Goal of the exercise: Every line containing the string "functional" should be returned from the records.

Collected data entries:
==============================
PR #1037, opened 2017-10-26
DNS overrides for 'awsvpc' tasks

aaithal:
### Summary

Apply DNS overrides in container's hostconfig

### Implementation details

If the container belongs to a task with an ENI, and if the ENI object has custom DNS overrides specified, override it in the container's host config as well.

### Testing

### Licensing


agent/api/task.go
```diff
@@ -590,6 +596,27 @@ func (task *Task) shouldOverrideNetworkMode(container *Container, dockerContaine
...
+// 2. ENI has custom DNS IPs and search list associated with it
+// This should only be done for the pause container as other containers inherit
+// /etc/resolv.conf of this container (they share the network namespace)
+func (task *Task) overrideDNS(hostConfig *docker.HostConfig) *docker.HostConfig {
+	eni := task.GetTaskENI()
+	if eni == nil {
+		return hostConfig
+	}
+	if len(eni.DomainNameServers) > 0 {
+		hostConfig.DNS = eni.DomainNameServers
```
richardpen: Not sure if we need add logs for these two check, if not, then do we still need the check?

agent/statemanager/state_manager.go
```diff
@@ -50,7 +50,8 @@ const (
 	//   d) Add 'ENIAttachments' struct
 	//   e) Deprecate 'SteadyStateDependencies' in favor of 'TransitionDependencySet'
 	// 7)
-	//	 a) Add 'MetadataUpdated' field to 'api.Container'
+	//   a) Add 'MetadataUpdated' field to 'api.Container'
+	//   b) Add 'DomainNameServers' and 'DomainNameSearchList' in `api.ENI`
```
richardpen: Are we sure that this is going together with metadata?

agent/api/task.go
aaithal: I don't think we need to log anything here. Why wouldn't we need these checks though?

agent/statemanager/state_manager.go
aaithal: We'll see :) If not, its a merge conflict that'll need resolution

agent/api/task.go
richardpen: Won't this has the same effect, we can even assign the empty value when the `len(xxx)==0`, any side effect?
```
hostConfig.DNS = eni.DomainNameServers
hostConfig.DNSSearch = eni.DomainNameSearchList
```

aaithal: Oh I didn't consider that. Yeah, that's effectively doing the same thing. I'll update this.

aaithal:
@vsiddharth oops! should be fixed now. Thanks for catching it.

PR #1042, opened 2017-10-30
Fix timing issue with hostsetup script

kalpik:
### Summary
I noticed that sometimes the port forwarding that we do using netsh doesn't work. The ECS agent does listen on port 51679, but we cannot connect to it using port 80, and hence IAM task roles don't work. I figured out that this happens when the netsh command is executed before the Credential IP is up. Maybe this is because we do the IP allocation in powershell, and then use netsh (cmd) to do the power forwarding. This change makes sure that the IP is up and responding before we try to set up port forwarding. And with this, I haven't noticed the issue anymore.

### Implementation details
Just wait for ping to succeed to the Credential IP before setting up port forwarding

### Testing
N/A

Fix timing issue with setting up port forwarding

### Licensing

### DIFF
--- a/misc/windows-deploy/amazon-ecs-agent.ps1
+++ b/misc/windows-deploy/amazon-ecs-agent.ps1
@@ -61,7 +61,7 @@ try {
 
     LogMsg "Docker is running and ready."
 
-    if([System.Environment]::GetEnvironmentVariable("ECS_ENABLE_TASK_IAM_ROLE", "Machine") -eq "true") {
+    if([System.Environment]::GetEnvironmentVariable("ECS_ENABLE_TASK_IAM_ROLE") -eq "true") {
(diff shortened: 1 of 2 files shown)


adnxn:
@kalpik Thanks for the PR. Just wanted to let you know we've been reviewing this internally and trying to figure out where it fits in with our recent agent changes for windows.

kalpik:
@adnxn Thanks! Yes, I saw that PR, but I wanted it to work reliably for me in the mean time, so put it out here so that it might benefit others too :)

adnxn:
@kalpik thanks again for bringing our attention to this. I'm closing this PR in favor of work being proposed in #1198. We're moving the `*.ps1` scripts out of the agent's repo altogether.

PR #1048, opened 2017-11-02
Remove task/container overridden in DockerHostConfig

### LINKED ISSUE #1047: Task can be blocked due to a race condition in task/container overridden
### Summary

Task is blocked in creating state and will stay there forever.

### Description

When the task is trying to create container, it will call [task.Overrridden](https://github.com/aws/amazon-ecs-agent/blob/master/agent/api/task.go#L390) and [container.Overridden](https://github.com/aws/amazon-ecs-agent/blob/master/agent/api/container.go#L172). In those two methods, it's copying the struct that has some lock, which is anti-pattern as from the [document](https://golang.org/pkg/sync/#RWMutex), this will cause a deadlock if it's copying while some one acquired the lock.

### Expected Behavior
Task should move to running without blocking.

### Observed Behavior
Task is blocked in creating forever.

richardpen:
In task/container overridden, it's copying the task/container struct
which has a lock, this could cause deadlock if some other go routine
acquired the lock right before copying and released the lock after the
copy. This commit moved the overridden part to ACS when unmarshal the
task from payload message.

### Summary

Fix #1047 

### Implementation details

Removed the Overridden function, and added the same in TaskFromACS.

### Testing

New tests cover the changes: 
yes
### Licensing

### DIFF
--- a/CHANGELOG.md
+++ b/CHANGELOG.md
@@ -1,4 +1,7 @@
-# Changelog
+#Changelog
+
+## Unreleased
+* Bug - Fixed a bug where a task can be blocked in creating state. [#1048](https://github.com/aws/amazon-ecs-agent/pull/1048)
 
 ## 1.15.0
 * Feature - Support for provisioning tasks with ENIs.
--- a/agent/api/container.go
+++ b/agent/api/container.go
@@ -167,19 +167,6 @@ func NewContainerWithSteadyState(steadyState ContainerStatus) *Container {
 	}
 }
 
-// Overriden applies the overridden command and returns the resulting
-// container object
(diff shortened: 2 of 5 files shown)


samuelkarp:
Can you add a test case that covers reading a task with overrides from the state file and unmarshalling it correctly so that the overrides are properly applied?

richardpen:
@samuelkarp Actually the `overrides` field of the container won't be set in the agent today. We don't even need the code [here](https://github.com/aws/amazon-ecs-agent/pull/1048/files#diff-e008975819a900a8494cf91881a8304aR711) in this PR, we shall remove this part of code when the model is updated.

PR #906, opened 2017-07-27
Handle the new field ecrpullcredentials in the task definition

richardpen:
### Summary

Handle the new field "ecrpullcredentials" in task definition.

### Implementation details

Check for the pullcredentials stored in container struct when pulling the image, if it exists, then use the credentials provided to get the docker auth from ecr.

### Testing

- [x] Builds on Linux (`make release`)
- [x] Builds on Windows (`go build -out amazon-ecs-agent.exe ./agent`)
- [x] Unit tests on Linux (`make test`) pass
- [x] Unit tests on Windows (`go test -timeout=25s ./agent/...`) pass
- [x] Integration tests on Linux (`make run-integ-tests`) pass
- [x] Integration tests on Windows (`.\scripts\run-integ-tests.ps1`) pass
- [x] Functional tests on Linux (`make run-functional-tests`) pass
- [x] Functional tests on Windows (`.\scripts\run-functional-tests.ps1`) pass

New tests cover the changes: 
yes
### Description for the changelog

Add support for ECRPullCredentials for container.
### Licensing

This contribution is under the terms of the Apache 2.0 License: 
yes

PR #1062, opened 2017-11-09
add support for awslogs authentication over execution role

adnxn:
### Summary

This PR includes changes to the following packages,
acs/handler: specify the credentials role type
api: add changes required for awslogs authentication
app: add execution-role-awslogs capability
credentials: add fields for RoleType
engine: apply execution role auth for awslogs in hostconfig
handlers/credentials: extract role type for audit logs from credentials
logger/audit: add new event types for credential role types

If the task has an execution role + awslogs, the payload message will include `logsAuthStrategy` specifying `ExecutionRole` in the `Container` struct. The agent checks for this `ExecutionRole` value and then passes the generated credentials endpoint to the container during container create using `hostConfig.LogConfig`.

related aws-ecs-init change: https://github.com/aws/amazon-ecs-init/pull/128
### Testing

New tests cover the changes: 

### Licensing

yes


agent/api/task.go
```diff
@@ -500,6 +504,26 @@ func (task *Task) DockerHostConfig(container *Container, dockerContainerMap map[
...
+	id := task.GetExecutionCredentialsID()
+	if id == "" {
+		// No execution credentials set for the task. Do not inject the endpoint environment variable.
+		return &HostConfigError{"No execution credentials set for the task"}
+	}
+
+	executionRoleCredentials, ok := credentialsManager.GetTaskCredentials(id)
+	if !ok {
+		// Task has credentials id set, but credentials manager is unaware of
+		// the id. This should never happen as the payload handler sets
```
samuelkarp: "should never happen" in a comment is asking for it to happen. 😄 

It looks like this gets called during CreateContainer.  We need to verify (and probably write a test to enforce) that credentials are present before CreateContainer gets invoked.  @richardpen did work here in https://github.com/aws/amazon-ecs-agent/pull/906 for pull, but we need to make sure that the same dependency condition is applied for create as well.

agent/app/agent_capability.go
```diff
@@ -136,6 +137,9 @@ func (agent *ecsAgent) capabilities() []*ecs.Attribute {
 			})
 		}
 	}
+	if agent.cfg.OverrideAWSLogsExecutionRole {
```
samuelkarp: Can you make a TODO and an issue to come back to this later?  We'll want to have non-overridden enabled with an appropriate Docker version once that ships.

agent/api/task.go
aaithal: I agree on the sentiment here. However, I'd also advise against changing this logic significantly at this point of time. 

We follow a similar logic in `api.Task`'s `PostUnmarshalTask` method. I think returning a `HostConfigError` seems like an acceptable way to handle that edge case.

agent/config/types.go
```diff
@@ -188,6 +188,8 @@ type Config struct {
 	// ContainerMetadataEnabled specifies if the agent should provide a metadata
 	// file for containers.
 	ContainerMetadataEnabled bool
+
+	OverrideAWSLogsExecutionRole bool
```
aaithal: Please add documentation for this exported field. There are a bunch of these that you've added where there's no accompanying comment. Please fix all such occurrences.

agent/logger/audit/entry_types.go
```diff
@@ -34,11 +36,11 @@ const (
 	// 4. url
 	// 5. user agent
 	// 6. arn for the entity associated with credentials
-	// 7. event type ('GetCredentials')
+	// 7. event type ('GetCredentials, GetCredentialsExecutionRole')
```
aaithal: In line number 32, it still says version "1". Can you add changes for version "2" under a new comments section? After line 42 perhaps? Similar to how we document state file revision changes?

agent/acs/handler/refresh_credentials_handler.go
```diff
@@ -127,16 +127,23 @@ func (refreshHandler *refreshCredentialsHandler) handleSingleMessage(message *ec
...
+		seelog.Errorf("Unknown RoleType for task in credentials message, roleType: %s arn: %s, messageId: %s", roleType, taskArn, messageId)
+	} else {
+
+		taskCredentials := credentials.TaskIAMRoleCredentials{
+			ARN:                taskArn,
+			IAMRoleCredentials: credentials.IAMRoleCredentialsFromACS(message.RoleCredentials, roleType),
+		}
+		err = refreshHandler.credentialsManager.SetTaskCredentials(taskCredentials)
+		if err != nil {
+			seelog.Errorf("Error updating credentials, err: %v messageId: %s", err, messageId)
```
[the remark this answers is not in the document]
adnxn: gotcha. fixed.

agent/api/task.go
```diff
@@ -500,6 +504,26 @@ func (task *Task) DockerHostConfig(container *Container, dockerContainerMap map[
 	return task.dockerHostConfig(container, dockerContainerMap)
 }
 
+func (task *Task) ApplyExecutionRoleLogsAuth(hostConfig *docker.HostConfig, credentialsManager credentials.Manager) *HostConfigError {
```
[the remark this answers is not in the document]
adnxn: fixed.

agent/config/types.go
adnxn: ah missed these. fixed.

agent/logger/audit/entry_types.go
adnxn: added.

agent/app/agent_capability.go
adnxn: sure sounds good.

agent/api/task.go
adnxn: leaving this logic as is for now.

agent/acs/handler/refresh_credentials_handler.go
```diff
@@ -125,18 +125,25 @@ func (refreshHandler *refreshCredentialsHandler) handleSingleMessage(message *ec
...
+		taskCredentials := credentials.TaskIAMRoleCredentials{
+			ARN:                taskArn,
+			IAMRoleCredentials: credentials.IAMRoleCredentialsFromACS(message.RoleCredentials, roleType),
+		}
+		err = refreshHandler.credentialsManager.SetTaskCredentials(taskCredentials)
+		if err != nil {
+			seelog.Errorf("Unable to update credentials for task, err: %v messageId: %s", err, messageId)
+			return fmt.Errorf("unable to update credentials %v", err)
+		}
+		task.SetCredentialsID(aws.StringValue(message.RoleCredentials.CredentialsId))
```
richardpen: `SetCredentialsID` is used to set the id for task iam role, where we have two type of roles now. You may need to set this based on the type of the role.

agent/credentials/manager.go
```diff
@@ -38,6 +38,10 @@ const (
 
 	v1CredentialsEndpointRelativeURIFormat = "%s?" + CredentialsIDQueryParameterName + "=%s"
 	v2CredentialsEndpointRelativeURIFormat = "%s/%s"
+
+	// The role types specified in the credentials payload msg from the backend
+	ApplicationRoleType = "TaskApplication"
```
aaithal: should be `"// ApplicationRoleType specifies ..."`

agent/credentials/manager.go
```diff
@@ -38,6 +38,10 @@ const (
...
+	ExecutionRoleType   = "TaskExecution"
```
aaithal: This needs a comment as well:
`"// ExecutionRoleType is ..."`

agent/credentials/manager.go
```diff
@@ -51,6 +55,9 @@ type IAMRoleCredentials struct {
 	// while marshalling/unmarshalling this field in the agent. The agent just echo's
 	// whatever is sent by the backend.
 	Expiration string `json:"Expiration"`
+	//RoleType distinguishes between TaskRole and ExecutionRole for the
```
aaithal: spacing: `// RoleType`

agent/logger/audit/entry_types.go
```diff
@@ -38,7 +40,11 @@ const (
 	// 8. version
 	// 9. cluster
 	// 10. container instance arn
-	getCredentialsAuditLogVersion = 1
+
+	// Version '2', following fields were modified
+	// 1. event type ('GetCredentials, GetCredentialsExecutionRole')
```
aaithal: would be better use `7` here, instead of `1`?

agent/acs/handler/refresh_credentials_handler.go
adnxn: you're right, ill add this check.

agent/logger/audit/entry_types.go
adnxn: that was my initial thought too, but also thought it might be confusing. i can change it, i dont feel strongly either way.

agent/credentials/manager.go
adnxn: fixed.

agent/credentials/manager.go
adnxn: fixed.

agent/credentials/manager.go
adnxn: fixed.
==============================
Written response:
- [x] Functional tests on Linux (`make run-functional-tests`) pass
- [x] Functional tests on Windows (`.\scripts\run-functional-tests.ps1`) pass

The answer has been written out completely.